The most accepted theory is the biomechanical theory. Ogden et al. suggested that there is a biomechanical process behind this kyphosis implying that biomechanical stresses alter the remodeling response in the vertebral bodies resulting in increased compressive forces on the anterior part of the vertebral body which will stop the growth and cause SK (7). Other biomechanical theories came out such as the presence of tight hamstrings in patient with SK increasing the pelvic tilt when bending forward (12, 13). A smaller sternum was also associated with SK due to it increasing compression in the anterior part of the thoracic vertebral bodies leading to kyphosis (14). Bracing supports the mechanical origin of this disease by being a successful way of management (15).

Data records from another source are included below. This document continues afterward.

PR #4411, opened 2026-07-27
fix(iOS, Tabs): re-layout tab bar after async icon load to prevent label truncation on iOS 26

davut:
## Description

On iOS 26, `RNSTabBarAppearanceCoordinator` assigns `tabBarItem.image` from an asynchronous image-loader completion block and calls `setNeedsLayout` without `layoutIfNeeded`. The deferred pass can run before the image lands, leaving the label slot measured for the wrong content — the label renders ellipsised (e.g. `Главная` → `Гла…`) until the user selects that tab, which forces the bar to lay out again.

It heals **per item**: only the tab you select re-lays out, so an unselected tab stays clipped. It isn't length-driven either — in my app `Профиль` (7 chars) renders fine while `Главная` (7 chars) clips.

Reported downstream as:
- react-navigation/react-navigation#12908
- expo/expo#42364

## Changes

One layout invalidation: after the async image is assigned, force the pass that a tab tap would have triggered, so the slot is re-measured with the image in place. Guarded to iOS 26.

## Test plan

Production Expo app using `expo-router/unstable-native-tabs` (react-native-screens 4.26.1 + this change via patch-package), iPhone 17 Pro, iOS 26.4. The app loads 10 raster tab icons at mount, so the async path fires reliably.

- **Unpatched:** two of four labels truncated on the very first entry into the tabs. Tapping tabs healed them one at a time; an unselected tab stayed clipped.
- **Patched:** all labels render fully on first mount, and after an in-session language switch (full navigator remount + restore push) with no tab tap in between.
- No regressions in cold launch, tab switching, badge updates, or a full native-host remount.

## Notes

An earlier revision of this PR also patched `RNSTabsScreenComponentView` (title writes) and `RNSTabsScreenViewController` (`viewDidAppear`). Both are removed. I could not reproduce a title-change truncation in a minimal app across seven configurations — raster icons, SF Symbols, no icons, shorter labels, navigator remount, an uncached icon swap in the same commit, and my app's full `NativeTabs` prop set — and neither hunk is needed to fix the app once the async-image path is handled.

I have only verified iOS 26.4. Whether 18.x is affected is unconfirmed; happy to test and lift the guard if it is.

### DIFF
--- a/ios/tabs/RNSTabBarAppearanceCoordinator.mm
+++ b/ios/tabs/RNSTabBarAppearanceCoordinator.mm
@@ -163,6 +163,13 @@
   if ([screenParentViewController isKindOfClass:[UITabBarController class]]) {
     UITabBarController *tabBarVC = (UITabBarController *)screenParentViewController;
     [tabBarVC.tabBar setNeedsLayout];
+#if RNS_IPHONE_OS_VERSION_AVAILABLE(26_0)
+    if (@available(iOS 26, *)) {
+      // Without this the deferred pass can measure the label slot before the
+      // image lands, truncating the label until a tab is tapped.
+      [tabBarVC.tabBar layoutIfNeeded];
+    }
+#endif // Check for iOS >= 26.0
   }
 }
 
--- a/ios/tabs/RNSTabBarAppearanceCoordinator.mm
+++ b/ios/tabs/RNSTabBarAppearanceCoordinator.mm
@@ -169,7 +169,7 @@
       // image lands, truncating the label until a tab is tapped.
       [tabBarVC.tabBar layoutIfNeeded];
     }
-#endif // Check for iOS >= 26.0
+#endif // RNS_IPHONE_OS_VERSION_AVAILABLE(26_0)
   }
 }
 


kmichalikk (changes requested):
Hi @davut 
Thanks for the PR.

I tested the patch and it does fix the issue. But I'm not sure we need all these layout calls, and I'm not sold on the comments in the code.

What I can tell is that the `layoutIfNeeded` when assigning the image fixed the described problem. I cannot however reproduce the problem with setting the title.

https://github.com/user-attachments/assets/ffdf9947-edda-4486-a4a0-c123e15de2c2

If I'm missing some paths please give me a way to test before / after.

Another question, is this an iOS 26+ problem, or should I observe it in older versions as well? The expo issue you linked specifies 17.x 18.x but shows recording of iOS 26. If this is actually 26+ issue, lets wrap the code with version guards (`#if RNS_IPHONE_OS_VERSION_AVAILABLE(26_0)` + if available)

Before landing, I'd like to have only the minimal changes that solve the problem, and minimal short comments.

davut:
You were right, and my title hunk was wrong. Dropped it.

I couldn't reproduce the title change either. Tried a minimal SDK 57 app on unpatched 4.26.2 with PNG icons, SF Symbols, no icons, shorter labels, a full navigator remount, an uncached icon swap in the same commit, and my app's entire `NativeTabs` config. Labels rendered fine every time.

So I went and bisected the patch in the app where it does reproduce, and the title write was never the trigger. With the patch removed the labels are already truncated on the **first entry into the tabs**, before anything touches a title — and tapping heals them one at a time, only the tab you select. That's your async image path. My app loads 10 raster tab icons at mount, so those completion blocks land after the bar has laid out. The "language switch" I described just remounts the navigator and re-requests the icons, same path one step removed. In the minimal repro the images were already cached by the time I changed a title, which is why nothing ever showed up there.

Rebuilt with only the `RNSTabBarAppearanceCoordinator` hunk: clean on first mount, and clean after an in-session language switch with no tab tap in between.

So this is just that one hunk now, guarded, one-line comment. Title and `viewDidAppear` hunks are gone.

On versions — every report I've seen is iOS 26 and I've only verified on 26.4, so I guarded it as you asked. I haven't checked 18.x. I do have a deterministic repro now, so if you want that boundary pinned down before merging, say the word and I'll test it and drop the guard if 18.x needs it too.

ios/tabs/RNSTabBarAppearanceCoordinator.mm
```diff
@@ -163,6 +163,13 @@ - (void)updateTabBarItem:(nullable UITabBarItem *)tabBarItem
   if ([screenParentViewController isKindOfClass:[UITabBarController class]]) {
     UITabBarController *tabBarVC = (UITabBarController *)screenParentViewController;
     [tabBarVC.tabBar setNeedsLayout];
+#if RNS_IPHONE_OS_VERSION_AVAILABLE(26_0)
+    if (@available(iOS 26, *)) {
+      // Without this the deferred pass can measure the label slot before the
+      // image lands, truncating the label until a tab is tapped.
+      [tabBarVC.tabBar layoutIfNeeded];
+    }
+#endif // Check for iOS >= 26.0
```
kmichalikk:
```suggestion
#endif // RNS_IPHONE_OS_VERSION_AVAILABLE(26_0)
```

kmichalikk (approved):
Hi @davut 
Thanks, this looks good now, but please verify your case on 18.x before we merge.

davut:
Checked 18.x — not affected, so the guard looks right.

iPhone 16 Pro on iOS 18.5, same app and the same 10 raster tab icons that reproduce this every time on 26. The guard's `@available(iOS 26, *)` is false on 18.5, so that build behaves exactly like an unpatched one there.

Four cold starts straight into the tabs, labels render fully every time — including `Мои ответы`, which is *longer* than the `Продавцы` that clips on 26.4. Same app, same point in the flow, only the OS differs.

That lines up with the layout difference: on 26 the selected tab puts icon and label side by side inside the pill, on 18 the label sits under the icon with the whole tab width to itself. Only the 26 layout seems to care that the image landed late.

One caveat so I'm not overstating it: this is "not reproducible with this setup on 18.5", not proof that no pre-26 path exists anywhere. If you'd rather be safe I'm happy to drop the guard, but I've got no evidence 18.x needs it.

t0maboro:
Sorry, but it seems that this PR introduces a regression in our examples.

At the moment, not only are the labels no longer laid out correctly, but there's also a visible flash in the tab bar when navigating to a screen nested inside the stack when the tab bar has appearance defined. Additionally, the title is not always positioned correctly.

Since this is a blocker for the 4.27 release and introduces a new regression, I'm reverting this PR and creating a follow-up task to further investigate the misaligned title and icon issue.

ticket: https://github.com/software-mansion/react-native-screens-labs/issues/1127

https://github.com/user-attachments/assets/886a32ab-291c-43bc-98e1-d42820b512f4

PR #4412, opened 2026-07-28
chore(test, Android): add e2e test for Stack v5 toolbar menu commands

LKuchno:
## Description

Closes: https://github.com/software-mansion/react-native-screens-labs/issues/1694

Genetics was also used as a way to explain this deformity (16). Halal et al. showed an autosomal dominant transmission with high penetration of this disease but with variable expression (16). Other authors supported the presence of a genetic basis behind this deformity implying that family history of hyperkyphosis should be taken into consideration to exclude the possibility of SK (17). Candidate genes linked to SK such as IHH, SOX9 and PAX 1 were identified by Zaidman et al. (18). Damborg et al. showed a higher concordance by pairs and probands for monozygotic twins than for bizygotic twins indicating a higher genetic contribution to Scheuermann’s disease (19). Findlay et al. also described a family where SK was present in three consecutive generations with a male to male transmission (16).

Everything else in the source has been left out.